On Friday, Mrs. Clinton’s campaign released her personal financial disclosure form for 2014 through the present, which reported that she and her husband had earned $25 million delivering paid speeches. Not included on that disclosure were payments for at least five speeches that Mrs. Clinton directed to her family’s foundation.
When it comes to evaluating Hillary Clinton’s relationship with money, there are two things that will cause her trouble with voters. The first is the scale. There is a great deal of doubt about whether a person, who’s not exactly relatable to begin with, who has not the natural talent of her husband for connecting with people, and who has been living a life behind the tinted windows of a chauffered town car for some 25 years being shuttled from $100K speech to $100K speech can connect with so-called everyday Americans. Liberals will argue there is no Mitt Romney problem here. Sure, Hillary is awkward and super-rich, but she advocates for the “right” policies, which would soak the rich with taxes she would no doubt continue to avoid, so she’s gonna be a-okay. To some extent they’re right because the media is more likely to cover for Hillary’s painfully awkward uber-rich separation from the ordinary American existence than they were for Mitt’s because they are ideologically predisposed to enjoy her rich-soaking plans (which, again, she will pay high-powered lawyers and accountants to avoid because rules are not for Clintons).
The second is slime. The Clinton political machine, the probably pilfered horse they rode in on, is slimy to the core. It’s so slimy and been so slimy for so long that there’s some doubt as to whether voters will even care that it’s the epitome of slime. But here’s the thing. Mitt Romney, despite being a pretty honest and upstanding guy, embodied a bad feeling Americans have about corporate culture gaming the system and taking advantage of Americans.
Hillary Clinton is the other side of that coin. She embodies a bad feeling Americans have about the culture of the political elite gaming the system and taking advantage of Americans. These two aversions—to elite corporate and political culture—are not mutually exclusive. In fact, it’s about the only thing you can get an Occupier and a Tea Partier to agree on—that these two forces colluding are pretty bad news for America and its regular people. The two groups have totally different remedies, but they agree on a general ickiness of both high-powered corporate entities and high-powered political entities getting away with a bunch of stuff they shouldn’t.
If Mitt Romney, often undeservedly, was successfully presented as the picture of the corporate side of that equation, Hillary can be with much more accuracy be presented as the picture of the political side. If he was the monocle, she’s the martini. And, they’re all boozing and guffawing together in some backroom to fleece the rest of us in the mind of the American voter.
Which, again, the media would be more happy to softpedal for her than it was for Romney.

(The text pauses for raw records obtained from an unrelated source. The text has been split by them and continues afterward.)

PR #74, opened 2020-05-03
Michaelf/deploy

filanov:


filanov:
> I think that you are abusing Makefile here.
> Scripts should be in external files, and just invoked from here.
> 
> We can discuss this f2f if you prefer

I wrote everything in the makefile because it's easier to see everything in one place. 
For me it was really hard to understand makefile that use only scripts.
But because i'm not sure what is the right way to do it i can change it scripts.
Do you think we should make it python?

PR #78, opened 2020-05-04
Use the proxy parameters when generation the ISO

eranco74:
It's not easy validating it in UT.

### DIFF
--- a/internal/bminventory/inventory.go
+++ b/internal/bminventory/inventory.go
@@ -7,6 +7,7 @@ import (
 	"fmt"
 	"io/ioutil"
 	"net/http"
+	"strconv"
 	"strings"
 	"sync"
 	"text/template"
@@ -202,8 +203,8 @@ func (b *bareMetalInventory) formatIgnitionFile(cluster *models.Cluster, params 
 	var ignitionParams = map[string]string{
 		"userSshKey":     b.getUserSshKey(params),
 		"AgentDockerImg": b.AgentDockerImg,
-		"InventoryURL":   b.InventoryURL,
-		"InventoryPort":  b.InventoryPort,
+		"InventoryURL":   b.getURLForIngnition(params),
+		"InventoryPort":  b.getPortForIgnition(params),
 		"clusterId":      cluster.ID.String(),
 	}
 	tmpl, err := template.New("ignitionConfig").Parse(ignitionConfigFormat)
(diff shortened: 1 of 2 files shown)


internal/bminventory/inventory.go
```diff
@@ -231,6 +232,20 @@ func (b *bareMetalInventory) getUserSshKey(params inventory.GenerateClusterISOPa
 		"groups": [ "sudo" ]}`, sshKey)
 }
 
+func (b *bareMetalInventory) getTargetUrl(params inventory.GenerateClusterISOParams) string {
```
filanov, line 235: not sure about the name. 
maybe `getURLForIngnission`?

internal/bminventory/inventory.go
```diff
@@ -231,6 +232,20 @@ func (b *bareMetalInventory) getUserSshKey(params inventory.GenerateClusterISOPa
 		"groups": [ "sudo" ]}`, sshKey)
 }
 
+func (b *bareMetalInventory) getURLForIngnition(params inventory.GenerateClusterISOParams) string {
+	if params.ImageCreateParams.ProxyIP != "" {
```
ronniel1, line 236: No need for this. Just return swag.String(ProxyIP)

internal/bminventory/inventory.go
```diff
@@ -231,6 +232,20 @@ func (b *bareMetalInventory) getUserSshKey(params inventory.GenerateClusterISOPa
...
+		return string(params.ImageCreateParams.ProxyIP)
+	}
+	return b.InventoryURL
+}
+
+func (b *bareMetalInventory) getPortForIgnition(params inventory.GenerateClusterISOParams) string {
+	if params.ImageCreateParams.ProxyPort != nil {
```
ronniel1, line 243: same as above

internal/bminventory/inventory.go
filanov: he can't because the default if tit's not exists is `b.InventoryURL`

internal/bminventory/inventory.go
```diff
@@ -231,6 +232,20 @@ func (b *bareMetalInventory) getUserSshKey(params inventory.GenerateClusterISOPa
...
+		return strconv.FormatInt(*params.ImageCreateParams.ProxyPort, 10)
```
filanov, line 244: you can use `swag.IntValue`

filanov: or `fmt.Sprintf`

ronniel1: strconv is much better performance than fmt
However swag.IntValue is the good choice here, I think

internal/bminventory/inventory.go
ronniel1: Than maybe a single function:
   StringValue(str *string, default string) return string {
       v := swag.String(str)
       if v == "" {
           return default
       } else  {
           return v
       }
    }

eranco74: @ronniel1 I want it to be clear.

internal/bminventory/inventory.go
eranco74: I want a string
swag.IntValue will give me an int.
In addition I will get 0 in case of nil pointer.

filanov: good point

PR #81, opened 2020-05-04
Michaelf/progress api

filanov:


swagger.yaml
```diff
@@ -1022,3 +1051,6 @@ definitions:
         type: array
         items:
           $ref: '#/definitions/connectivity-remote-host'
+
+  host-install-progress-params:
```
ronniel1, line 1055: Shouldn't this be an enum?

filanov: At first i was thinking the same but because the install script that @eranco74 is writing is independent from the service and it can add or remove steps without changing anything in the service, so this way it will be more flexible. 
@avishayt is the one that helped me define the api and he suggested it to be a string.
The only "magic" is the `done` progress string that will turn the host from "installing" to installed

swagger.yaml
```diff
@@ -366,6 +366,35 @@ paths:
         500:
           description: Internal server error
 
+  /clusters/{clusterId}/hosts/{hostId}/progress:
+    patch:
```
avishayt, line 370: We're overwriting it, so "put" is more appropriate

swagger.yaml
avishayt: :+1:

avishayt: The :+1: was meant for Ronnie's comment :)
Enum is also a string... it would be good to know what the values can be.
Also, is there any way to get some numerical progress?  (e.g., "5/7: installing foo")

filanov: @avishayt but the one that define the number of steps is a different service/tool if we set an enum then every change in the tool will require changes in the API no?

filanov: @eranco74 can you send me the list of steps so we can make it an enum?

avishayt: I think it should be pretty stable, and it's good to document the API.

swagger.yaml
filanov: fixed.

swagger.yaml
eranco74: @avishayt we don't know what it's going to be how can it be stable?
is it:
1: 12%, 33%, 98%. 
2: pulling ignition, pulling image, writing image to disk, restart ...
Different nodes will have different steps (according to the role).
Do we plan to add logic around this progress?

eranco74: I think we should start with free text and have a const for "Installed"/"Done".
So we can have some logic for knowing the installation is done.

avishayt: OK, leave it as is for now, we can add it later if it will make sense

PR #88, opened 2020-05-04
Added code generation verification

ronniel1:


.github/workflows/unit-test.yml
```diff
@@ -71,6 +71,12 @@ jobs:
         mkdir -p ~/.docker
         echo "{}" > ~/.docker/config.json
         touch ${HOME}/.gitconfig
+    - name: verify-code-generation-clean
+      run: |
+        git status -s
```
filanov, line 76: why do you have it before and after skipper make generate?

filanov: ahh if it's for the logs then it's find.

PR #89, opened 2020-05-04
Ronnie/codecov3

ronniel1:


.github/workflows/unit-test.yml
```diff
@@ -6,6 +6,7 @@ on:
       - master
   pull_request:
     branches:
+      - ronnie/coverage
```
filanov, line 9: it should be only master right?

But one wonders how willing they’ll be when she’s not even throwing them a bone. I mean, even Alex Wagner’s show is cracking.
The Washington Post offers one of the best ever political uses of the countdown clock, far better than the one that counts down on MSNBC to the State of the Union address.
Monday marked another day and another dodge for Hillary Clinton, who is increasingly coming under attack for not answering questions on the campaign trail.
The numbers are in dispute, but the rough estimate is that Clinton has only fielded 13 questions from the press during the first 37 days of her official candidacy for the White House.
During a swing through northern Iowa on Monday, she again sidestepped the national press at the Mason City home of Dean Genth and Gary Swenson, backers of then-senator Barack Obama in 2008. She largely stuck to outlining the pillars of her campaign, including campaign finance reform, and took no questions from reporters during or after the event.
At what point does the coverage of her not talking get worse than if she talked? Having heard Hillary Clinton take questions, it may be a while. But being silent won’t help her neutralize the scale or the slime of her problems.